2011年6月3日金曜日

不信任案否決 今更ほぞをかんでも後の祭り

 衆院で2日行なわれた菅内閣に対する不信任決議案は民主党や国民新党などの反対多数で否決された。

 直前の鳩山前首相との会談や代議士会で、菅首相の「一定のメドがついた時点で身を引く」という含みのある発言で、それまで不信任案賛成に傾いていた若手議員や、こともあろうに鳩山前首相までもが不信任案に反対票を投じた一連の国会のゴタゴタはちょうど園児の寸劇を見ているようで、日本の政治というのはいまだ未成熟だとあらためて思い知った。

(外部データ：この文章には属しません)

PR #383, opened 2016-10-16
Add more underscore definitions

jdelStrother:
This adds a bunch of definitions which our app was relying on.  Also, I wasn't sure that the old definition for `map` was correct:

```diff
-  declare function map<T, U>(a: T[], iteratee: (val: T, n?: number)=>U): U[];
+  declare function map<T, U>(a: T[], iteratee: (val: T, n: number)=>U): U[];
```

The old version means you can't do `_.map(['a', 'b', 'c'], function(e, i) { return i < 2 })` because flow thinks `i` may be undefined.   I've changed it to allow that, which doesn't appear to any adverse effects on use of map where you don't include the index argument (eg `_.map(['a', 'b', 'c'], function(e) { return e != 'b' })`

### DIFF
--- a/definitions/npm/underscore_v1.x.x/flow_v0.13.x-/underscore_v1.x.x.js
+++ b/definitions/npm/underscore_v1.x.x/flow_v0.13.x-/underscore_v1.x.x.js
@@ -5,6 +5,10 @@ declare module "underscore" {
   declare function findWhere<T>(list: Array<T>, properties: {[key:string]: any}): ?T;
   declare function clone<T>(obj: T): T;
 
+  declare function findIndex<T>(list: T[], predicate: (val: T)=>boolean): number;
+  declare function indexOf<T>(list: T[], val: T): number;
+  declare function contains<T>(list: T[], val: T, fromIndex?: number): boolean;
+
   declare function isEqual(a: any, b: any): boolean;
   declare function range(a: number, b: number): Array<number>;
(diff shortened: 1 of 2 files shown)


definitions/npm/underscore_v1.x.x/flow_v0.13.x-/underscore_v1.x.x.js
```diff
@@ -13,39 +17,82 @@ declare module "underscore" {
...
+  declare function some<T>(a: Array<T>, pred: (val: T)=>boolean): boolean;
+  declare function any<T>(a: Array<T>, pred: (val: T)=>boolean): boolean;
+
+  declare function intersection<T>(...arrays: Array<Array<T>>): Array<T>;
+  declare function difference<T>(array: Array<T>, ...others: Array<Array<T>>): Array<T>;
 
   declare function initial<T>(a: Array<T>, n?: number): Array<T>;
   declare function rest<T>(a: Array<T>, index?: number): Array<T>;
 
+  declare function first<T>(a: Array<T>): T;
```
marudor: Swap the declare order. The one with more parameters first.
You can include the array check afterwards.

jdelStrother: Oh, cool.   I've updated with those changes.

 不信任案が否決された後で、菅首相が「辞任する等と言った覚えは無い」と開き直ることを鳩山前首相や若手の国会議員が予想できなかったのは仕方がない。民主党のレベルとはそんなもんだ。本当の政治家ならばきちんと書面を録っておくのが当然で、ここでも政権担当能力に欠ける党の一面を見た気がした。

 国会議員であれば、いや政治家であれば言ったことに責任を持つことが当然なのに民主党の幹部の言うことは信用できぬことを今更ながら思う。それを首相が率先して行なえば他の閣僚は何をかいわんや。だからこそきっちりとした書面が必要なのである。

 今、不信任案に賛成して解散にでもなったら再び国会議員のバッジをはめるのは難しい。それなら残りの任期を今の身分で通しきったほうがいい。その間にまた民主党の支持率も上向くかも知れない。代議士会で菅首相は若手に後を譲ると言っているし、鳩山前首相も党を二分するようなことは避けたいと言った。一度は不信任案に賛成票をと思ったが、やっぱりまだ国会議員でいたいし事を荒立てるのは止めておこう。

 まあ若手国会議員の胸の内はこんなもんだったのだろう。そこには今なお東日本大震災で辛い毎日を送っている被災者のことなど全くない。保身のためには信念(あればのことだが)に背いて平気で前言を翻すことなどなんとも思わない国会議員がいる。驚くことに若手議員ばかりでなく、日頃菅政権を批判していた中堅の民主党国会議員でさえも、菅首相の甘い言葉に翻弄されてしまった。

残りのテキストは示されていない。